4. Differences, similarities and differences in structure and properties of natural fibers, recycled fibers and synthetic fibers

Natural fibers: Natural fibers are derived from plants, animals, and minerals. The main component of plant fiber is cellulose, and contains a small amount of lignin, hemicellulose and so on. The main component of animal fiber is protein, but the chemical composition of protein is very different. Mineral fiber SiO2+, Al2O3, Fe2O3, MgO.

Recycled fiber: natural high polymer as raw materials made of slurry, its chemical composition is basically unchanged and high purity after purification of fiber

Synthetic fiber: oil, coal, natural gas and some agricultural and sideline products as raw materials made of monomer, chemical synthesis into polymers, spun fibers

5. How to distinguish in naming

Natural fibers: Named directly according to the source of the fiber.

Silk fiber: According to "plant name + silk" composition.

Recycled fiber: "raw material name + pulp + fiber "+ or +" raw material name + adhesive ".

Synthetic fiber: based on chemical composition, and form a scientific name and abbreviation code, supplemented by a commercial name, form a trade name or common name.

6. Identification of fibers

① Identification methods include hand feel, visual method, combustion method, microscope method, dissolution method, drug coloring method and infrared spectroscopy.
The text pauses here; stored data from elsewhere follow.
PR #4991, opened 2021-03-24
add exponential backoff to es clients

stuartnelson3:
## Motivation/summary

This is being spun out of work done in https://github.com/elastic/apm-server/pull/4981, with original motivation coming from https://github.com/elastic/apm-server/issues/4138.

After investigation, our non-libbeat esclients weren't respecting backoff and retry configuration set in `apm-server.yml`. This has been added, and a basic exponential backoff. The included library is [used as an example](https://github.com/elastic/go-elasticsearch/blob/4b40206692088570801280584e614027e6ce818b/_examples/bulk/indexer.go#L86) in `go-elasticsearch`, so it seemed like a decent place to start. I'm not sure what the policy is on bringing in external libraries though, and it's easy enough to create our own (it does have an MIT license, though).

Regarding testing, I just wanted to check that we're hooking up the retry function correctly, and that we're setting the retry count correctly. Any suggestions for simplifications or additions are welcome!

## Checklist

## How to test these changes

1. run a web server that will fail (something like [this](https://gist.github.com/stuartnelson3/ddbf40dea8c49f0d0699f1ac481ac2ac))
2. build and run a command that uses an es client, like `./apm-server apikey create -E output.elasticsearch.backoff.init=3s`

output from the webserver should show the requests are spaced out.


go.mod
```diff
@@ -5,6 +5,7 @@ go 1.13
 require (
 	github.com/akavel/rsrc v0.10.1 // indirect
 	github.com/apache/thrift v0.13.0
+	github.com/cenkalti/backoff v2.2.1+incompatible
```
axw, line 8: should this be github.com/cenkalti/backoff/v4? and v4.1.0 (latest)?

elasticsearch/client.go
```diff
@@ -131,43 +131,66 @@ func NewClient(config *Config) (Client, error) {
...
-		Addresses: addresses,
-		Transport: transport,
-		Header:    headers,
+		APIKey:               apikey,
+		Username:             user,
+		Password:             pwd,
+		Addresses:            addresses,
+		Transport:            transport,
+		Header:               headers,
+		RetryOnStatus:        []int{502, 503, 504, 429},
```
axw, line 190: nit: create a var at the top of the file to share with v7 client?

elasticsearch/backoff.go
```diff
@@ -0,0 +1,55 @@
...
+		Max:  time.Minute,
+	}
+
+	// DefaultBackoff is an exponential backoff configured with default
+	// backoff settings.
+	DefaultBackoff = exponentialBackoff(DefaultBackoffConfig)
+)
+
+func exponentialBackoff(b elasticsearch.Backoff) backoffFunc {
+	retryBackoff := backoff.NewExponentialBackOff()
```
axw, line 44: According to https://github.com/cenkalti/backoff/blob/c2975ffa541a1caeca5f76c396cb8c3e7b3bb5f8/exponential.go#L77-L78, there's a default jitter (RandomizationFactor) and mulitplier is 1.5. Did you change your mind about adding jitter, or should we set that to zero? And should we explicitly set the multiplier to 2 to match libbeat?

elasticsearch/backoff_test.go
```diff
@@ -0,0 +1,94 @@
...
+
+	req, err := http.NewRequest("GET", srv.URL, nil)
+	assert.NoError(t, err)
+	c.Perform(req)
+	assert.True(t, called)
+}
+
+func TestBackoffRetries(t *testing.T) {
+	var (
+		i       int
```
axw, line 70:
```suggestion
		requests       int
```

nit: I'd prefer a more self-descriptive variable name

elasticsearch/backoff.go
```diff
@@ -0,0 +1,55 @@
...
+		Init: time.Second,
+		Max:  time.Minute,
+	}
+
+	// DefaultBackoff is an exponential backoff configured with default
+	// backoff settings.
+	DefaultBackoff = exponentialBackoff(DefaultBackoffConfig)
+)
+
+func exponentialBackoff(b elasticsearch.Backoff) backoffFunc {
```
axw, line 43: can we add a unit test for this?

axw (commented):
Basically LGTM, just a few minor things. Can we use github.com/cenkalti/backoff/v4 rather than github.com/cenkalti/backoff?

elasticsearch/backoff.go
stuartnelson3: Let's explicitly set the multiplier, and while we're in there, we can drop the randomization

elasticsearch/backoff.go
```diff
@@ -0,0 +1,56 @@
...
+	return func(attempts int) time.Duration {
+		// Attempts starts at 1, after there's already been a failure.
+		// https://github.com/elastic/go-elasticsearch/blob/de2391/estransport/estransport.go#L339
+		if attempts == 1 {
+			return b.Init
+		}
+		next := math.Pow(float64(attempts), 2)
+		// Make sure we don't exceed max
+		next = math.Min(next, maxSeconds)
+		return time.Duration(next) * time.Second
```
axw, line 54:
```suggestion
		next := b.Init * (1<<(attempts-1))
		if next > b.Max {
			next = b.Max
		}
		return next
```

We need to take `b.Init` whether or not attempts is 1, and it should be 2^N not N^2 (sorry if you did it this way based on my message in Slack, I wrote that backwards).

elasticsearch/backoff_test.go
```diff
@@ -0,0 +1,109 @@
...
+	backoffCfg := elasticsearch.Backoff{
+		Init: init,
+		Max:  time.Minute,
+	}
+	backoffFn := exponentialBackoff(backoffCfg)
+	assert.Equal(t, init, backoffFn(1))
+	assert.Equal(t, 4*time.Second, backoffFn(2))
+	assert.Equal(t, 9*time.Second, backoffFn(3))
+	assert.Equal(t, 16*time.Second, backoffFn(4))
+	assert.Equal(t, 25*time.Second, backoffFn(5))
```
axw, line 107:
```suggestion
	assert.Equal(t, 4*time.Second, backoffFn(2))
	assert.Equal(t, 8*time.Second, backoffFn(3))
	assert.Equal(t, 16*time.Second, backoffFn(4))
	assert.Equal(t, 32*time.Second, backoffFn(5))
```

axw (changes requested):

elasticsearch/backoff.go
stuartnelson3: Ah, ok. I was thinking about `backoff.init` and wasn't sure if it meant "wait an initial X seconds, and then start an exponential backoff", or "wait X seconds, and then each additional backoff is exponential based off the initial backoff". I read the docs in `apm-server.yml` and it wasn't super clear:

```
After waiting backoff.init seconds, apm-server
tries to reconnect. If the attempt fails, the backoff timer is increased
exponentially up to backoff.max.
```

I'm not sure which way is "better", but wanting to wait an initial 20s, for example, and then starting the backoff from there (t0 = 20s, t1 = 21s, t2 = 22s, t3 = 24s, etc), is something that I could see making sense.

axw: I have seen implementations like that before, where there's an initial delay -- it's not how the [libbeat implementation](https://github.com/elastic/beats/blob/2d88ed0286494c9423011b02784c14e79c3f7b8a/libbeat/common/backoff/equal_jitter.go#L54-L73) works though. There the init value is used to initialise the backoff duration on first failure, and then that duration is exponentially increased up to the max.

I suggest we align with libbeat, excluding jitter for now at least, and consider clarifying the docs (which are copied from beats). I'd be surprised if anyone looks at those docs though tbqh; I expect (and hope) folks mostly rely on the defaults.

stuartnelson3: sounds good :ok_hand:

axw (approved):
thanks for bearing with me :)

PR #4866, opened 2021-02-23
model: convert more *strings to strings

axw:
## Motivation/summary

Simplify the model types by converting `*string` to `string` where we can rely on an empty string being invalid.

## How to test these changes

Non-functional change, run the tests.

## Related issues

None.

PR #4994, opened 2021-03-25
[7.x] model: convert more *strings to strings (#4866)

axw:
 - model: convert more *strings to strings (#4866)


axw:
jenkins run the tests please

PR #4998, opened 2021-03-25
[7.x] Replace publish.Reporter with model.BatchProcessor (#4878)

axw:
 - Replace publish.Reporter with model.BatchProcessor (#4878)


axw:
@Mergifyio update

In the actual identification, often need to use a variety of methods, comprehensive analysis and research after the result.

② The general identification steps are as follows:

A. First use combustion method to identify natural fibers and chemical fibers.

B. If it is a natural fiber, use a microscope to identify all types of plant fiber and animal fiber. If it is a chemical fiber, it is distinguished one by one by combining the differences in melting point, specific gravity, refractive index, and solubility of the fiber. 

C. In the identification of mixed fibers and blended yarn, it is generally possible to confirm that several fibers are contained in the microscope, and then identify one by one with the appropriate method.

For dyed or finished fibers, it is generally necessary to carry out dyeing stripping or other appropriate pretreatment to ensure reliable identification results.